-- Provided material follows --

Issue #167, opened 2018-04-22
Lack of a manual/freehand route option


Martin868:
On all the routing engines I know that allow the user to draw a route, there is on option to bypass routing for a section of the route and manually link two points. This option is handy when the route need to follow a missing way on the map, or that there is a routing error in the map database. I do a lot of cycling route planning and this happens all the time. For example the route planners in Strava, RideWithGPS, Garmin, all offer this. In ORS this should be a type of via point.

-- Provided material concluded --

Prompt: The answer must be the full listing, repeated exactly.

Result for this task:
Issue #167, opened 2018-04-22
Lack of a manual/freehand route option


Martin868:
On all the routing engines I know that allow the user to draw a route, there is on option to bypass routing for a section of the route and manually link two points. This option is handy when the route need to follow a missing way on the map, or that there is a routing error in the map database. I do a lot of cycling route planning and this happens all the time. For example the route planners in Strava, RideWithGPS, Garmin, all offer this. In ORS this should be a type of via point.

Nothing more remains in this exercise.